Adizua, Okechukwu Frank* and Uzu, Daniel Ugochukwu

1Geophysics Research Group – GRG, Department of Physics, Faculty of Science, University of Port Harcourt, Port Harcourt, Rivers State, Nigeria .

Corresponding author Email: okechukwu.adizua@uniport.edu.ng

A petrophysical properties evaluation study of an onshore field “NEMA” was carried out to assess the petrophysical characteristics of the field in the eastern portion of the Niger Delta Basin. This was done in an effort to determine the hydrocarbon prospect and oil productivity potential of the reservoirs. The net/gross thickness was one of the examined parameters. (pay zone thickness), porosity, permeability, fluid saturation which were all inferred from geophysical wireline logs and core data.
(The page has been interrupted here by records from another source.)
PR #3507, opened 2023-10-08
Support RocketChip build Chisel from source

sequencer:
This PR support RocketChip build chisel from source, this flow is not for users, only for devs to test new version of Chisel and check some backport feature is working when they are not released to maven.

**Related issue**: 

**Release Notes**

### DIFF
--- a/.gitmodules
+++ b/.gitmodules
@@ -4,3 +4,6 @@
 [submodule "dependencies/cde"]
 	path = dependencies/cde
 	url = https://github.com/chipsalliance/cde.git
+[submodule "dependencies/chisel"]
+	path = dependencies/chisel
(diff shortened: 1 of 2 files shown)


jerryz123:
I am generally cautious about relying on unreleased versions of dependencies..... 

IMO default build should always build from released versions, which developer-only flag to build from source.

sequencer:
> I am generally cautious about relying on unreleased versions of dependencies.....

RocketChip won't depend on the unreleased version of Chisel, this is only for debug use.

Default build will only build from the release version of Chisel

sequencer:
@jerryz123 I think this is safe to get in, just provide an additional `source` cross target, no influence to our release flow.

jerryz123 (approved):

PR #3512, opened 2023-10-18
Add TLFixedDelayer

cyyself:

**Release Notes**

Add TLFixedDelayer for memory performance exploration with different memory latency.

### DIFF
--- a/src/main/scala/tilelink/Delayer.scala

The wireline logs used in the investigation included density, resistivity, gamma ray, and spontaneous potential logs for five different wells from the “NEMA” oil field. Five reservoirs designated, NEMA 01, NEMA 04, NEMA 07, NEMA 09, and NEMA 12 were identified and correlated across the five wells in the field using gamma ray logs and shale resistivity markers. Based on the computation of petrophysical parameters, the porosity of the reservoirs ranged from 0.22 (22%) to 0.31 (31%); the permeability ranged from 851.58 mD to 1005.05 mD; the average net-to-gross thickness of the reservoir sand bodies was 140 ft; the water saturation value was less than 45%, while the hydrocarbon saturation was greater than 55%. We equally observed that our computed petrophysical parameters from well log data correlated well with the core computed values in NEMA 09. In conclusion, the delineated reservoirs were categorized as good hydrocarbon reservoirs. These results suggest huge hydrocarbon potential and a reservoir system whose performance is considered satisfactory for hydrocarbon production.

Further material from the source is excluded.